# Hyatt Hacienda del Mar - Dorado, PR Question



## Tye8len9 (Feb 16, 2016)

Hi All
   Trying to get some info on the transfer process of the above you, would we go direct through Hyatt for the closing n transfer of the unit or use a closing company ie Legal Timeshare Transfers or similar. And is there any special regulations  because the unit is in Puerto Rico. Any help would be appreciated.

Thanks


----------



## gmarine (Feb 16, 2016)

If its private resale Hyatt isnt going to handle the closing. Try LT Transfers. They will also let you know of any regulations on the closing.
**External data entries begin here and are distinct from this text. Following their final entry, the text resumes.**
PR #900, opened 2019-08-20
feature: expose child chain alarms via alarm.get

InoMurko:
///

## Overview

Read the raised alarms on an Child Chain endpoint _http://child_chain/alarm.get_

## Changes

- Added a new route!
- Copied tests from Watcher
- Fixed a few other issues
- Decoupled Child Chain from Child Chain RPC so that coupling occurs in the same way as in Watcher. RPC->APP (this allowed me to remove slow dynamic module invocation `apply/3`)

## Testing

Wrote a few tests that should cover all behaviors.

### DIFF
--- a/apps/omg_child_chain/lib/omg_child_chain/monitor.ex
+++ b/apps/omg_child_chain/lib/omg_child_chain/monitor.ex
@@ -52,9 +52,8 @@ defmodule OMG.ChildChain.Monitor do
   def init([alarm_module, children_specs]) do
     install()
     Process.flag(:trap_exit, true)
-
+    _ = Logger.info("Starting #{__MODULE__}")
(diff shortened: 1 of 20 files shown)


apps/omg_child_chain/lib/omg_child_chain/monitor.ex
```diff
@@ -144,8 +143,8 @@ defmodule OMG.ChildChain.Monitor do
     alarms = alarm_module.all()
 
     alarms
-    |> Enum.find(fn x -> match?(%{id: :ethereum_client_connection}, x) end)
-    |> is_map()
+    |> Enum.find(fn x -> match?(:ethereum_client_connection, elem(x, 0)) end)
```
InoMurko: provided tests for these changes!

PR #902, opened 2019-08-21
Run integration ci

InoMurko:
Overview

`run mix test --only integration every week day at 15:15 UTC.`

## Changes

- Circle nightly flow

## Testing

/

### DIFF
--- a/.circleci/config.yml
+++ b/.circleci/config.yml
@@ -390,7 +390,7 @@ workflows:
   nightly:
     triggers:
       - schedule:
-          cron: "15 15 * * 1-5"
+          cron: "15 18 * * 1-5"
           filters:
             branches:
               only:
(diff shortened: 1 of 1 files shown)


.circleci/config.yml
```diff
@@ -203,6 +203,26 @@ jobs:
                 (retval=$? && curl -k https://coveralls.io/webhook?repo_token=$COVERALLS_REPO_TOKEN -d "payload[build_num]=$CIRCLE_WORKFLOW_WORKSPACE_ID&payload[status]=done" && exit $retval)
             fi
 
+  integration_tests:
```
pdobacz: let's add a comment, like:

```
# Slow, serial integration test, run nightly. Here to make sure the standard `mix test --only integration` works
```

PR #916, opened 2019-08-29
fix: set tags programatically

InoMurko:
DD support has been rather unhelpful in mitigating our infrastructure->tags->datadog problem. 
Just to move us forwards adding this "hack"

## Overview

Adding tags to metrics depending on which application is running

## Changes

- Get the application mode
- Store it in process dictionary
- retrieve it, send it to DD

### DIFF
--- a/apps/omg_status/lib/omg_status/metric/vmstats_sink.ex
+++ b/apps/omg_status/lib/omg_status/metric/vmstats_sink.ex
@@ -29,9 +29,38 @@ defmodule OMG.Status.Metric.VmstatsSink do
 
   defp base_key, do: Application.get_env(:vmstats, :base_key)
 
-  def collect(:counter, key, value), do: _ = Datadog.set(key, value)
+  def collect(:counter, key, value), do: _ = Datadog.set(key, value, tags: ["application:#{get_application_mode()}"])
 
-  def collect(:gauge, key, value), do: _ = Datadog.gauge(key, value)
+  def collect(:gauge, key, value), do: _ = Datadog.gauge(key, value, tags: ["application:#{get_application_mode()}"])
 
-  def collect(:timing, key, value), do: _ = Datadog.timing(key, value)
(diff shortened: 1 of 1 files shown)


apps/omg_status/lib/omg_status/metric/vmstats_sink.ex
```diff
@@ -29,9 +29,38 @@ defmodule OMG.Status.Metric.VmstatsSink do
...
   defp base_key, do: Application.get_env(:vmstats, :base_key)
 
-  def collect(:counter, key, value), do: _ = Datadog.set(key, value)
+  def collect(:counter, key, value), do: _ = Datadog.set(key, value, tags: ["application:#{get_application_mode()}"])
 
-  def collect(:gauge, key, value), do: _ = Datadog.gauge(key, value)
+  def collect(:gauge, key, value), do: _ = Datadog.gauge(key, value, tags: ["application:#{get_application_mode()}"])
 
-  def collect(:timing, key, value), do: _ = Datadog.timing(key, value)
+  def collect(:timing, key, value), do: _ = Datadog.timing(key, value, tags: ["application:#{get_application_mode()}"])
```
achiurizo: I'm probably missing context, but why couldn't we just pick this value up from the environment? We already specify a value here at `ELIXIR_SERVICE` which returns `CHILDCHAIN` or `WATCHER`.

jbunce:
This will allow us to filter by `vmstats.*` metrics and the application name. But it kinda forces us into using distinct cluster environments for each deployment.

apps/omg_status/lib/omg_status/metric/vmstats_sink.ex
InoMurko: Because the elixir service environment variable is deprecated (makes no sense) if you’re running a release. Which we don’t yet. But it’s easier if I don’t rely on it.

InoMurko:
@jbunce do you want a change?

jbunce:
Let's roll with this for the time being

Issue #923, opened 2019-09-02
Perftest does not honour the `child_chain` value


jbunce:
Follows on from an internal discussion.

https://github.com/omisego/elixir-omg/blob/6df52caa9f7aee079cb9b7f78e63ee8d1d44a80d/apps/omg_performance/lib/omg_performance/sender_server.ex#L192 suspected as the cause.

```
iex(17)> OMG.Performance.start_extended_perftest(10_000, alices, contract_addr, %{destdir: ".", geth: System.get_env("ETHEREUM_RPC_URL"), child_chain: "http://childchain-samrong"})
2019-09-02 09:50:09.371 [warn] module=OMG.Watcher.HttpRPC.Adapter function=rpc_post/3 ⋅Child chain rpc post "http://localhost:9656/transaction.submit" failed with {:error, %HTTPoison.Error{id: nil, reason: :econnrefused}}⋅
```

pdobacz:
Thanks!

I'd vote to treat it as an opportunity to clean the way the URLs are delivered (there's two - ethereum rpc and child chain). Let's keep it as simple as possible - probably just rely on the configs and drop from the options delivered in the invocation. Nowadays both URLs can be given via ENV vars.

InoMurko:
Let's do that after we introduce releases? They already massively clean configs and how values are to be passed in.

- [ ] straight up fix `honour the `child_chain` value ` for perf tests
- [ ] cleanup configs after https://github.com/omisego/elixir-omg/pull/884

pdobacz:
should be fixed after #1106. Let's close and open a new issue if problem persists

PR #924, opened 2019-09-02
fix: pass child chain URL

InoMurko:
https://github.com/omisego/elixir-omg/issues/923

## Overview

Passing child chain url as an argument or as a env var was not honored  

## Changes
- 
## Testing

Test are already there. I just adapted them to new changes.


jbunce:
LGTM. Are there no tests for `OMG.Performance`?

InoMurko:
@jbunce yes they are. performance_test.exs

PR #926, opened 2019-09-03
Triage Sobelow findings

thec00n:
## Overview

This PR triages all sobelow findings in apps. 

## Remaining

I am not convinced that the usage of binary_to_term in the below instances is not a security issue. In all of the cases data from the db is deserialized. Even running into a DOS condition could have very negative consequences. Deserialization bugs can often lead to RCE, I am just thinking of JAVA and PHP. Can we explore alternatives? 

## References 
http://erlang.org/pipermail/erlang-questions/2001-July/003372.html (dated)
https://hexdocs.pm/sobelow/Sobelow.Misc.BinToTerm.html#content

```
[31mMisc.BinToTerm: Unsafe `binary_to_term` - High Confidence[0m
File: apps/omg_db/lib/omg_db/leveldb/core.ex
Line: 114
Function: decode_response:111
Variable: encoded

-----------------------------------------------

[31mMisc.BinToTerm: Unsafe `binary_to_term` - High Confidence[0m
File: apps/omg_db/lib/omg_db/rocksdb/core.ex
Line: 115
Function: decode_response:105
Variable: encoded

-----------------------------------------------

[31mMisc.BinToTerm: Unsafe `binary_to_term` - High Confidence[0m
File: apps/omg_db/lib/omg_db/rocksdb/core.ex
Line: 111
Function: decode_response:105
Variable: encoded

-----------------------------------------------
```

### DIFF
--- a/.gitignore
+++ b/.gitignore
@@ -48,3 +48,6 @@ env/
 
 # Docker
 src/
+
+# Sobelow
+.sobelow
--- a/apps/omg_child_chain/lib/omg_child_chain/application.ex
+++ b/apps/omg_child_chain/lib/omg_child_chain/application.ex
@@ -54,7 +54,7 @@ defmodule OMG.ChildChain.Application do
     end)
   end
 
-  # Only set once during bootup. cookie value retrieved from ENV. 
+  # Only set once during bootup. cookie value retrieved from ENV.
   # sobelow_skip ["DOS.StringToAtom"]
   defp set_cookie(cookie) when is_binary(cookie) do
     cookie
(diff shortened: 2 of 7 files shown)


InoMurko:
Does sobelow_skip come in file configuration as well? I prefer it there if it’s an option. Same as we have with dialyzer.

thec00n:
We ignore Config.HTTPS completely but for instance are interested in Traversal issues therefore we have to skip them on a function level.

InoMurko:
If we don’t trust decode_response, does that mean we don’t trust inserts as well? 
Then this needs to be fixed at the input, not output. 
(Though in my opinion it’s not needed).

PR #927, opened 2019-09-03
fix: safe option in binary to term

InoMurko:
binary_to_term has a `safe` switch for when you deserialize untrusted inputs (which is not the case in the places we're using it) but just so no one stores atoms in the DB ... here it is!

## Overview

Added a :safe argument to `binary_to_term/2`

## Changes

- http://erlang.org/doc/man/erlang.html#binary_to_term-2

## Testing

/


InoMurko:
Why is that? I presume we're doing what sobelow wants us to do and would emit warnings for this?

thec00n:
We want to suppress the warnings, since we have added the safe flag and we are going to review the input filtering so we can be sure that only sane input reaches the functions. Sobelow showing us no more errors allows us to define as part of the CI and fail the build if it finds sth new.

PR #916, opened 2019-12-05
Add samples for asymmetric crypto operations

bdhess:


kms/api/CloudKmsSample/CloudKmsSample.csproj
```diff
@@ -7,6 +7,7 @@
   <ItemGroup>
     <PackageReference Include="CommandLineParser" Version="2.3.0" />
     <PackageReference Include="Google.Cloud.Kms.V1" Version="1.0.0" />
+    <PackageReference Include="Portable.BouncyCastle" Version="1.8.5.2" />
```
bdhess: I'm not crazy about the BC dependency, but System.Security.Cryptography doesn't get the crypto we need in .NET Core until 3.0 :(

bdhess:
@sethvargo fyi

bdhess:
I think I've gotten this down to the last of the integration test failures, and it's something I can't fix: the user running the tests needs the "Cloud KMS CryptoKey Signer/Verifier" IAM role added.

SurferJeffAtGoogle:
Please add the needed role to the list of roles here:
https://github.com/GoogleCloudPlatform/dotnet-docs-samples/blob/2f03a8105e5f3c85daf8c52e4bf42047650fabee/.kokoro-windows/Initialize-GoogleProjectForTesting.ps1#L74

And then Amanda can re-run that script which will grant the test account the necessary permissions.

kms/api/CloudKmsTest/CloudKmsTest.cs
```diff
@@ -24,7 +29,17 @@ namespace GoogleCloudSamples
     // </summary>
     public class CommonTests
     {
-        private static readonly string s_projectId = Environment.GetEnvironmentVariable("GOOGLE_PROJECT_ID");
+        private static readonly string s_projectId = LoadProjectId();
```
amanda-tarafa: Aint there a fixture on these project that already loads the project ID? If there is, you should use it. If not, this is OK.

kms/api/CloudKmsTest/CloudKmsTest.cs
```diff
@@ -24,7 +29,17 @@ namespace GoogleCloudSamples
     // </summary>
     public class CommonTests
     {
-        private static readonly string s_projectId = Environment.GetEnvironmentVariable("GOOGLE_PROJECT_ID");
+        private static readonly string s_projectId = LoadProjectId();
+
+        private static string LoadProjectId()
+        {
+            string projectId = Environment.GetEnvironmentVariable("GOOGLE_PROJECT_ID");
```
amanda-tarafa: Create a constant for the name of the env variable, since you are using it more than once.

kms/api/CloudKmsTest/CloudKmsTest.cs
```diff
@@ -279,6 +294,124 @@ private bool AssertRoleAndMemberPresent(string response, string role, string mem
...
+                Purpose = purpose,
+                VersionTemplate = new CryptoKeyVersionTemplate
+                {
+                    Algorithm = algorithm,
+                    ProtectionLevel = ProtectionLevel.Software,
+                },
+            };
+            CryptoKey key = client.CreateCryptoKey(keyRingName, cryptoKey, cryptoKeyToCreate);
+
+            CryptoKeyVersionName ckvName = CryptoKeyVersionName.Parse(key.Name + "/cryptoKeyVersions/1");
```
amanda-tarafa: Instead of doing this, use new CryptoKeyVersionname(key....., 1);

kms/api/CloudKmsTest/CloudKmsTest.cs
```diff
@@ -279,6 +294,124 @@ private bool AssertRoleAndMemberPresent(string response, string role, string mem
...
+            CryptoKeyVersion ckv = client.GetCryptoKeyVersion(ckvName);
+
+            // The version is generated asynchronously. Wait for it to be in state Enabled before
```
amanda-tarafa: When is the version created, when you create the key or when you first ask for it?
I wonder if any of these operations should be long running operations.

kms/api/CloudKmsTest/CloudKmsTest.cs
```diff
@@ -279,6 +294,124 @@ private bool AssertRoleAndMemberPresent(string response, string role, string mem
...
+            string signatureFile = @"../../../../test/data/test_file_signature.bin";
+            string timeStamp = $"-{DateTime.Now.ToString("yyyyMMddHHmmssfff")}";
+            string keyRing = $"testKeyRing{timeStamp}";
+            string cryptoKey = $"testCryptoKey{timeStamp}";
+            KeyRingName keyRingName = new KeyRingName(s_projectId, "global", keyRing);
+
+            Run("createKeyRing", keyRingName.ProjectId, keyRingName.LocationId, keyRingName.KeyRingId);
+
+            CryptoKeyVersionName version = BuildAsymmetricKey(
+                keyRingName, cryptoKey, CryptoKey.Types.CryptoKeyPurpose.AsymmetricSign,
```
amanda-tarafa: nit: Same when passing parameters.

kms/api/CloudKmsTest/CloudKmsTest.cs
```diff
@@ -279,6 +294,124 @@ private bool AssertRoleAndMemberPresent(string response, string role, string mem
...
+                    version.CryptoKeyId, version.CryptoKeyVersionId, contentFile, signatureFile);
+            Assert.Equal(0, signOutput.ExitCode);
+
+            var verifyOutput = Run("asymmetricVerify", version.ProjectId, version.LocationId, version.KeyRingId,
+                    version.CryptoKeyId, version.CryptoKeyVersionId, contentFile, signatureFile);
+            Assert.Equal(0, verifyOutput.ExitCode);
+            Assert.Contains("verified: True", verifyOutput.Stdout);
+
+            // Delete signature file to clean up
+            File.Delete(signatureFile);
```
amanda-tarafa: Shouldn't you delete the key you created server side as well?

kms/api/CloudKmsTest/CloudKmsTest.cs
```diff
@@ -279,6 +294,124 @@ private bool AssertRoleAndMemberPresent(string response, string role, string mem
...
+
+            CryptoKeyVersionName version = BuildAsymmetricKey(
+                keyRingName, cryptoKey, CryptoKey.Types.CryptoKeyPurpose.AsymmetricSign,
+                CryptoKeyVersion.Types.CryptoKeyVersionAlgorithm.EcSignP256Sha256);
+
+            var signOutput = Run("asymmetricSign", version.ProjectId, version.LocationId, version.KeyRingId,
+                    version.CryptoKeyId, version.CryptoKeyVersionId, contentFile, signatureFile);
+            Assert.Equal(0, signOutput.ExitCode);
+
+            var verifyOutput = Run("asymmetricVerify", version.ProjectId, version.LocationId, version.KeyRingId,
```
amanda-tarafa: I would rather have a test for each of these, I mean one for asymmetricSign and another one for asymmetricVerify.

kms/api/CloudKmsTest/CloudKmsTest.cs
```diff
@@ -279,6 +294,124 @@ private bool AssertRoleAndMemberPresent(string response, string role, string mem
...
+            CryptoKeyVersionName version = BuildAsymmetricKey(
+                keyRingName, cryptoKey, CryptoKey.Types.CryptoKeyPurpose.AsymmetricDecrypt,
+                CryptoKeyVersion.Types.CryptoKeyVersionAlgorithm.RsaDecryptOaep2048Sha256);
+
+            var signOutput = Run("asymmetricEncrypt", version.ProjectId, version.LocationId, version.KeyRingId,
+                    version.CryptoKeyId, version.CryptoKeyVersionId, plaintextFile, ciphertextFile);
+            Assert.Equal(0, signOutput.ExitCode);
+            Assert.NotEqual(File.ReadAllBytes(plaintextFile), File.ReadAllBytes(ciphertextFile));
+
+            var verifyOutput = Run("asymmetricDecrypt", version.ProjectId, version.LocationId, version.KeyRingId,
```
amanda-tarafa: Same with having a test for each.

kms/api/CloudKmsTest/CloudKmsTest.cs
```diff
@@ -279,6 +294,124 @@ private bool AssertRoleAndMemberPresent(string response, string role, string mem
...
+                    version.CryptoKeyId, version.CryptoKeyVersionId, ciphertextFile, recoveredPlaintextFile);
+            Assert.Equal(0, verifyOutput.ExitCode);
+            Assert.Equal(File.ReadAllBytes(plaintextFile), File.ReadAllBytes(recoveredPlaintextFile));
+
+            // Delete files to clean up
+            File.Delete(ciphertextFile);
```
amanda-tarafa: And also, delete what you created server side.

kms/api/CloudKmsTest/CloudKmsTest.cs
bdhess: There isn't a fixture in this file, and there's no dependency that pulls in a fixture either.

kms/api/CloudKmsTest/CloudKmsTest.cs
bdhess: Done

kms/api/CloudKmsTest/CloudKmsTest.cs
bdhess: Done

kms/api/CloudKmsTest/CloudKmsTest.cs
bdhess: They aren't modeled as LROs in the API, so this would require handwritten code

kms/api/CloudKmsTest/CloudKmsTest.cs
bdhess: The output from asymmetric sign is what's verified when running asymmetricVerify.
We can have a separate test, but it's just going to duplicate code.

kms/api/CloudKmsTest/CloudKmsTest.cs
bdhess: As above, the output from encrypt is what's decrypted.
Again, trying to split these into separate tests will just end up duplicating a bunch of code.

kms/api/CloudKmsTest/CloudKmsTest.cs
bdhess: As above, this is consistent with the code that already exists in this file.

kms/api/CloudKmsSample/Program.cs
```diff
@@ -551,6 +634,123 @@ public static void GetKeyRingIamPolicy(string projectId, string locationId, stri
         }
         // [END kms_decrypt]
 
+        // [START kms_asymmetric_sign]
+        public static void AsymmetricSign(string projectId, string locationId, string keyRingId,
```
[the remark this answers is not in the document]
bdhess: Is there a style guide you can refer me to?  What I've added is consistent with what's already in this file.

kms/api/CloudKmsTest/CloudKmsTest.cs
bdhess: What is the concern? Billing?

This is consistent with the tests that are already here.

kms/api/CloudKmsTest/CloudKmsTest.cs
bdhess: As above

kms/api/CloudKmsSample/CloudKmsSample.csproj
bdhess: As I understand it, it's not just a library change.  It means upgrading the project's `targetFramework` from `netcoreapp2.0` to something later, since ultimately the runtime needs to be able to invoke the right OpenSSL APIs.

kms/api/CloudKmsTest/CloudKmsTest.cs
amanda-tarafa: I'll ask around to see if they should be long running in the API but agree that if not, this is fine as it is.

kms/api/CloudKmsTest/CloudKmsTest.cs
amanda-tarafa: As above.

kms/api/CloudKmsTest/CloudKmsTest.cs
amanda-tarafa: The problem with these is that it's hard to know which of the two is failing if they fail. Kind of thing a fixture might help here with setting up and cleanup to avoid duplicating code (except for the actual testing of each sample). Testing only one sample per test is one of the things that will be in the guidelines, but I'm ok if you want to leave as is and change later.

kms/api/CloudKmsTest/CloudKmsTest.cs
amanda-tarafa: Quota, which I'm not sure if it applies for this API, but we have other samples failing because they hit quota all the time because there's no cleanup. Leave as is if the rest is like that but this will change as well in the near future.

kms/api/CloudKmsTest/CloudKmsTest.cs
amanda-tarafa: As above.

kms/api/CloudKmsTest/CloudKmsTest.cs
amanda-tarafa: As above.

amanda-tarafa:
There's a build error though, there seems to be a semicolon missing.

amanda-tarafa:
@sethvargo @bdhess Is this one superseeded by #1020 and can it be closed? Else would this one be adressed after #1020 I guess?

sethvargo:
@amanda-tarafa merging #1020 will auto-close this one (there's a note in the original description)

amanda-tarafa:
Oh that's perfect, didn't see the note.

PR #922, opened 2019-12-17
Fixes dependecy updates breakages.

amanda-tarafa:
We recently released almost all .NET client libraries, some with known breaking changes.
This PR fixes such breaking changes.

### DIFF
--- a/appengine/flexible/Stackdriver/Startup.cs
+++ b/appengine/flexible/Stackdriver/Startup.cs
@@ -79,7 +79,7 @@ namespace Stackdriver
         public void Configure(IApplicationBuilder app, IHostingEnvironment env, ILoggerFactory loggerFactory)
         {
             // Configure logging service.
-            loggerFactory.AddGoogle(Configuration["Stackdriver:ProjectId"]);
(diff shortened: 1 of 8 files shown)


amanda-tarafa:
@jskeet If you could take a look, mainly at the second commit, to confirm that the breaking change was expected. I had to add the using because the `BigTable.Admin.V2.LocationName` class was conflicting with one in `Gax.ResourceNames`. I'm not sure if we should have one in `BigTable.Admin.V2`, but we do.

jskeet:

That used to be great property when the Hyatt hotels adjacent were open and owners were able to use the facilities.


----------



## Tye8len9 (Feb 16, 2016)

Thanks I'm in contact with Mary at LTT, It used to be a great property, I'm guessing no longer? please any info what be appreciated.


----------



## gmarine (Feb 16, 2016)

The resort used to be part of a Hyatt complex that included the timeshare building along with the adjacent Hyatt Cerromar and a short distance away the Hyatt Dorado beach. There was a casino and multiple restaurants. Timeshare guests of Hacienda del mar could also use the facilities at both hotels. The beach at the Dorado was fantastic with beachfront restaurants and more pools.  When those resorts closed the restaurants and all the pools/beaches went away too. Now with just the timeshare building there isnt much to do there.  

From what I understand upkeep of the property has not been good and with the hotel and restaurant closings unemployment in the area is high and its not as safe as it used to be. I havent been in several years so this is second hand info. 

I'm not sure I would take ownership of a unit here, even if it was free. Maintenance fees are too high to be cost effective as a trading unit and personally I wouldnt want to go there. JMO, of course. 

Good luck with your decision.


----------



## Kal (Feb 16, 2016)

Check PR law as it is my understanding from other owners that a PR lawyer has to be involved.  The sale process will take a long time.


----------



## MaryH (Feb 22, 2016)

Also if you are buying it to use for Hyatt RC other properties, it may not be a good ideal with ILG / Interval buying Hyatt Residence Club.  I can also see a potential Special Assessment if they have not kept up the property.


----------